Last updated: February 21, 2026
What is NDC 70515-0606?
NDC 70515-0606 is the drug Rizaport (generic: Rizaportan). It is a generic form of a proprietary thrombolytic agent approved for the dissolution of blood clots in hospital settings. Approved by the FDA for acute ischemic stroke and pulmonary embolism, Rizaport is a recombinant tissue plasminogen activator (tPA). It entered the market in Q2 2023 following patent expiration of the branded counterpart.
Market Overview
Market Size and Segments
The total U.S. market for thrombolytic agents in 2022 was approximately $900 million. Rizaport is positioned to capture 15-20% of this market within the first three years, driven by price competitiveness and hospital adoption rates.
Key Competitors
| Drug Name |
Manufacturer |
Indication |
2022 Revenue |
Price (per dose) |
Market Share (2022) |
| Alteplase |
Genentech |
Ischemic stroke, PE, MI |
$800 million |
$20,000 |
88% |
| Reteplase |
Sanofi |
Acute MI |
$60 million |
$15,000 |
8% |
| Tenecteplase |
Roche |
MI, Pulmonary embolism |
$20 million |
$10,000 |
2% |
| Rizaport |
Generic |
Ischemic stroke, PE |
N/A (new) |
Estimated $8,000 |
N/A (initial launch) |
Pricing Strategy
Rizaport's initial price is set at approximately $8,000 per dose, about 60-70% lower than branded alteplase.

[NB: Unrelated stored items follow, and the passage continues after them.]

PR #42, opened 2022-09-19
feat: create proto for applications

esoubiran-aneo:
All of these change are with the fact that the API can be used with the Admin.GUI and other client like the Admin.CLI.

Some explanations about proto and the response from the API.

`LastSessionsOptions last_sessions_options`: If not set, server must not return any sessions. If set, server will use `page` and `page_size` to return correct data (default to 0 for `page` and 3 for `page_size`). This is used to avoid each application to fetch server to know about last sessions.


Protos/V1/sessions_common.proto
```diff
@@ -8,8 +8,8 @@ import "session_status.proto";
 
 option csharp_namespace = "ArmoniK.Api.gRPC.V1.Sessions";
 
-/**
```
aneojgurhem, line 11: ça n'a pas lieu d'etre ici !

esoubiran-aneo:
Documentation is missing!

Protos/V1/sessions_common.proto
esoubiran-aneo: Effectivement, il y a un commit qui se balade et qui n'a rien à faire là

aneojgurhem: tu as manqué ce fichier aussi^^

PR #44, opened 2022-09-19
feat: create applications proto

esoubiran-aneo:
All of these change are with the fact that the API can be used with the Admin.GUI and other client like the Admin.CLI.

Some explanations about proto and the response from the API.

`LastSessionsOptions last_sessions_options`: If not set, server must not return any sessions. If set, server will use `page` and `page_size` to return correct data (default to 0 for `page` and 3 for `page_size`). This is used to avoid each application to fetch server to know about last sessions.

fix https://github.com/aneoconsulting/ArmoniK/issues/437


Protos/V1/applications_common.proto
```diff
@@ -0,0 +1,101 @@
...
+    ORDER_BY_FIELD_UNSPECIFIED = 0;
+    ORDER_BY_FIELD_ID = 1;
+    ORDER_BY_FIELD_TASKS_PENDING = 2;
+    ORDER_BY_FIELD_TASKS_IN_ERROR = 3;
+    ORDER_BY_FIELD_TASKS_COMPLETED = 4;
+    ORDER_BY_FIELD_TASKS_PROCESSING = 5;
+  }
+
+  // Options for the last sessions. If not specified, last sessions are not returned
+  LastSessionsOptions last_sessions_options = 3;
```
esoubiran-aneo, line 82: Could be in achieve in another request (using sessions endpoint with a limit)

Protos/V1/applications_common.proto
```diff
@@ -0,0 +1,101 @@
...
+import "google/protobuf/timestamp.proto";
+import "objects.proto";
+import "sessions_common.proto";
+
+option csharp_namespace = "Armonik.Api.Grpc.V1.Applications";
+
+/**
+ * An application object
+ */
+message Application {
```
esoubiran-aneo, line 14: Must use the new documentation convention

Protos/V1/applications_common.proto
```diff
@@ -0,0 +1,101 @@
...
+  int64 tasks_pending = 2;
+  // Number of tasks with a status "ERROR"
+  int64 tasks_in_error = 3;
+  // Number of tasks with a status "COMPLETED"
+  int64 tasks_completed = 4;
+  // Number of tasks with a status "PROCESSING"
+  int64 tasks_processing = 5;
+
+  // Last session related to the application
+  repeated SessionSummary session = 6;
```
esoubiran-aneo, line 38: Remove

Protos/V1/applications_common.proto
```diff
@@ -0,0 +1,101 @@
...
+   */
+  message ApplicationId {
+    // Application name
+    string name = 1;
+    // Application version
+    string version = 2;
+  }
+
+  // Number of tasks with a pending status ("CREATING", "SUBMITTED", "DISOATCHED")
+  int64 tasks_pending = 2;
```
esoubiran-aneo, line 29: Can be done in another request using a task endpoint

Protos/V1/applications_common.proto
esoubiran-aneo: done

PR #77, opened 2022-11-02
Add timeout and do not fail all builds when one fails

aneojgurhem:
Update pipeline for small fixes:
- Add timeout
- Do not fail all builds when one fails


lemaitre-aneo (approved):
/s Unbelievable, a short PR

PR #94, opened 2023-01-09
ci: update workflows

### LINKED ISSUE #93: Update workflows files
use this https://github.com/aneoconsulting/ArmoniK/discussions/822

esoubiran-aneo:
This will allow CI to fail faster if an error occured and rename some part to improve readibility

fix #93

### DIFF
--- a/.github/workflows/ci.yml
+++ b/.github/workflows/ci.yml
@@ -1,9 +1,6 @@
 name: CI
 
 on:
-  push:
-    branches:
-      - main
   pull_request:
     branches:
       - main
--- a/.github/workflows/ci.yml
+++ b/.github/workflows/ci.yml
@@ -1,10 +1,31 @@
 name: CI
 
 on:
+  push:
+    branches:
+      - main
   pull_request:
+    branches:
+      - main
 
 jobs:
+  format-protobuf:
+    name: Format Protobuf
+    runs-on: ubuntu-latest
+    timeout-minutes: 15
+    steps:
+      - name: Checkout
+        uses: actions/checkout@v3
+        with:
+          ref: ${{ github.ref }}
+          fetch-depth: 0
+          submodules: true
+
+      - name: Check Diff
+        run: docker run --rm --volume "$(pwd)/Protos/V1:/workspace" --workdir /workspace bufbuild/buf:1.8.0 format -d --exit-code
+
   format-csharp:
+    needs: format-protobuf
     name: Format C#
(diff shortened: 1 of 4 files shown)


.github/workflows/ci.yml
```diff
@@ -2,9 +2,27 @@ name: CI
...
+        with:
+          ref: ${{ github.ref }}
+          fetch-depth: 0
+          submodules: true
+
+      - name: Check Diff
+        run: docker run --rm --volume "$(pwd)/Protos/V1:/workspace" --workdir /workspace bufbuild/buf:1.8.0 format -d --exit-code
+
   format-csharp:
+    needs: format-protobuf
```
aneojgurhem, line 25: This one takes so much time that I prefer having failed rather than waiting for it

.github/workflows/release-packages.yml
```diff
@@ -1,37 +1,49 @@
...
-      - name: Generate Version
-        id: genver
+      - name: Generate version from git
+        if: ${{ !contains(github.ref, 'refs/tags') }}
+        run: |
+          VERSION=$(docker run --rm -v $(pwd):/repo codacy/git-version /bin/git-version --folder=/repo --release-branch=main)
+          echo "version=$VERSION" >> $GITHUB_ENV
+
+      - name: Get version from tag
+        if: ${{ contains(github.ref, 'refs/tags') }}
```
aneojgurhem, line 30: How do you ensure that the tag is coherent ?
This should work only on X.Y.Z tags. Moreover, how do you ensure that the tag given is really the next tag ?
Things I do not want to see:
0.6.6 -> 0.8.0
0.6.6 -> 0.6.8

esoubiran-aneo: I can't. Maintainers are responsible for publishing the correct tag (and you can do this using a PR with a review). Using an automated system is the same, you have the responsibility to add `feature` or `breaking` in a comment from one or more commit. So, if another maintainer forgot to add `breaking` in the commit message, the tag will not be correct and the workflow can be achieved by only one person. With a tag release from a PR, you must have a pair validation which I think is better.

.github/workflows/ci.yml
esoubiran-aneo: Need to be changed

aneojgurhem:
As I do not understand completely how to contribute and make a release, maybe it is time to fill in the HOW-TO-CONTRINUTE ?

This reduction aims to capture hospital procurement budgets and expand utilization.
Market Penetration and Adoption
Regulatory Status and Reimbursement
- FDA approval received in Q2 2023.
- Reimbursement codes established under CPT code 37203 for thrombolytic therapy.
- Reimbursement rates align with existing thrombolytics, averaging about $18,000 per dose.
Adoption Drivers
- Cost efficiency relative to branded therapies.
- Hospitals' pressure to reduce expenditures.
- Growing familiarity with biosimilar and generic agents.
Challenges
- Physician preference for established agents.
- Limited awareness among ER and stroke units.
- Initial supply chain constraints.
Price Projections
Short-term (Years 1-2)
- Price per dose: $8,000-$9,000.
- Market share: 15-20%.
- Revenue estimate: approximately $150-$300 million annually at peak adoption.
Mid-term (Years 3-5)
- Price stabilization around $7,500-$8,000 per dose.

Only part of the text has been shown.